### Exercise requirements:
Below are some records; write them all out again exactly.

### Working data:
Issue #757, opened 2017-04-19
CLI command to dump everything


henn:
Once the new CLI is integrated, we should add a command that dumps an entire HIL config.

Something like `hil show --all`.
This way, we can keep the complexity of recursively showing everything out of the API.

**Bonus points:** do something like `hil dump` and `hil restore`, where we can restore a configuration.

xuhang57:
PR merged. Close now and pls reopen if necessary.

naved001:
No, the cli call to dump everything still doesn't exist. What was merged are just API calls to fill in the gaps needed for a call like this.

### Solution for this exercise:
Issue #757, opened 2017-04-19
CLI command to dump everything


henn:
Once the new CLI is integrated, we should add a command that dumps an entire HIL config.

Something like `hil show --all`.
This way, we can keep the complexity of recursively showing everything out of the API.

**Bonus points:** do something like `hil dump` and `hil restore`, where we can restore a configuration.

xuhang57:
PR merged. Close now and pls reopen if necessary.

naved001:
No, the cli call to dump everything still doesn't exist. What was merged are just API calls to fill in the gaps needed for a call like this.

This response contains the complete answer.